Non-GAAP Financial Measures
     The following table represents a reconciliation of the expected incremental EBITDA to Powell for a twelve month period, to income before interest, income taxes and minority interest, anticipated to be derived after the integration by the Company of PowerComm’s business.
                 
    Projected Annualized
    EBITDA
    Low   High
(In millions USD)   Case   Case
Income before interest, income taxes and minority interest
  $ 2.1     $ 4.0  
Depreciation and amortization
    2.7       2.7  
Expected EBITDA
  $ 4.8     $ 6.7  
EBITDA represents net income before income taxes, interest expense, depreciation, and amortization.

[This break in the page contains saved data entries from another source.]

Issue #29, opened 2026-05-05
As a user, I can monitor and view the status and lifecycle history of any drone


mehalyna:
**User Story:**
As a user, I want to view real-time status (active, in mission, under repair, etc.) and the full lifecycle history for any drone, so I can see its usage, incidents, downtime, and significant events.

**Technical tasks:**
- Define allowed drone statuses
- Create DroneStatusHistory model: check table 'drone_status_history'
- Create migration for status history
- Automatically create history record on status change
- Add status history to drone detail response
- Show previous status, new status, changed by, reason, date
- Add tests for status history creation

**Acceptance Criteria:**
- Each drone record includes current status and history log (assignments, repairs, incidents, write-offs, etc.)
- Visual indicators show if a drone is in active mission, downtime, being repaired, or written off.
- History timeline is clearly presented and auditable from the UI.

PR #77, opened 2026-06-09
Implement drone lifecycle status history

yana-donda:
## Summary

Implemented drone lifecycle status tracking for issue #29.

## Changes

* Added `IN_MISSION` drone status.
* Added status history and visual status fields to drone API responses.
* Added `status_change_reason` support for drone updates.
* Updated mission lifecycle logic:

  * drones move to `IN_MISSION` when a mission starts;
  * drones return to `ACTIVE` when a mission is completed/aborted;
  * damaged drones are not overwritten back to `ACTIVE`.
* Removed duplicated drone status update logic from mission status view.
* Added tests for drone history and mission lifecycle behavior.


drones/serializers.py
```diff
@@ -145,19 +147,46 @@ class Meta:
...
             "related_writeoff",
             "created_at",
         )
         read_only_fields = fields
 
+    def get_changed_by_display(self, obj):
+        user = obj.changed_by
+
+        if not user:
+            return None
```
mehalyna: The method returns None when user is missing, but frontend typically expects empty string for consistency. Return empty string to avoid null-handling issues in the UI.

missions/serializers.py
```diff
@@ -374,6 +376,46 @@ def validate_status(self, value):
...
+                    if assignment.drone.status == Drone.STATUS_IN_MISSION:
+                        update_drone(
+                            drone=assignment.drone,
+                            drone_data={"status": Drone.STATUS_ACTIVE},
+                            user=user,
+                            related_mission=instance,
+                            status_change_reason="Mission finished",
+                        )
+
+        return instance
```
mehalyna, line 448: The method updates drone status during mission lifecycle transitions but doesn't handle transaction rollback failures. Wrap the entire method in a try-except to catch IntegrityError and provide meaningful error messages.

missions/serializers.py
```diff
@@ -374,6 +376,46 @@ def validate_status(self, value):
...
+        request = self.context.get("request")
+        user = getattr(request, "user", None)
+
+        with transaction.atomic():
+            instance.status = new_status
+            instance.save(update_fields=["status", "updated_at"])
+
+            assignments = instance.mission_drones.select_related("drone")
+
+            if old_status == Status.PLANNED and new_status == Status.ACTIVE:
```
mehalyna: The loop iterates through all assignments, but only checks if drone status is ACTIVE before changing to IN_MISSION. A drone could have status MAINTENANCE or DAMAGED at mission start, leading to silent skip. Log or validate all drone statuses before mission activation.

torii044 (approved):

mehalyna (approved):

WWINMWWITW (approved):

Other companies may define EBITDA differently. EBITDA should not be considered an alternative to income from operations, net income or cash flows.

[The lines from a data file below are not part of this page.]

PR #81, opened 2026-06-09
implement bulk CSV import and export for drone inventory

M1ro1:
### 1. CSV Export (`GET /api/drones/export/`)
- Implemented a memory-efficient export feature using `StreamingHttpResponse` and Python generators (`EchoBuffer`).
- Integrated with the existing `DroneFilter`, allowing users to export data with applied filters and search queries (e.g., `?status=ACTIVE`).
- The exported file contains the following columns: ID, Serial Number, Inventory Number, Name, Model, Classification, Status, Military Unit, and Created At.

### 2. CSV Import (`POST /api/drones/import/`)
- Created an endpoint to accept `.csv` file uploads.
- Implemented robust row-level validation:
  - Validates the presence of required columns.
  - Skips rows with missing required fields or unknown `Military Unit` names.
  - Validates duplicate `Serial Number`s against the database.
- Implemented an error-aggregation mechanism: invalid rows are skipped, valid rows are saved, and a detailed summary (success count + row-level error array) is returned with a `200 OK` status (or `400 Bad Request` if the file structure is entirely invalid).
- *Note:* Added a temporary stub (`dummy_spec_data`) to satisfy the `DroneSpec` database constraints during import, as technical specifications are not provided in the basic logistics CSV. 

### 3. Testing & Refactoring
- Added comprehensive unit tests for both import and export endpoints (verifying pagination bypass, format validation, and row-level error tracking).
- Extracted `EchoBuffer` into a shared utility to maintain DRY principles.


anastasiiahumeniuk (approved):

drones/services.py
```diff
@@ -193,3 +198,143 @@ def update_drone(
...
+                    drone.created_at.strftime("%Y-%m-%d %H:%M:%S")
+                    if drone.created_at
+                    else ""
+                ),
+            ]
+        )
+
+
+def import_drones_csv(drones_csv_file, user=None):
+    decoded_file = drones_csv_file.read().decode("utf-8")
```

Any forward-looking statements in the preceding paragraphs of this release are made pursuant to the safe harbor provisions of the Private Securities Litigation Reform Act of 1995. Investors are cautioned that such forward-looking statements involve risks and uncertainties in that actual results may differ materially from those projected in the forward-looking statements. In the course of operations, we are subject to certain risk factors, competition and competitive pressures, sensitivity to general economic and industrial conditions, international political and economic risks, availability and price of raw materials and execution of business strategy, and in connection with this transaction, we are subject to certain specific risks such as our ability to successfully integrate the operations of the newly-acquired business into our current operations, the performance of the newly-acquired operations going forward and acquisition approval of the Kazakhstan interest by the Kazakhstan government. For further information, please refer to the

 


 

Company’s filings with the Securities and Exchange Commission, copies of which are available from the Company without charge.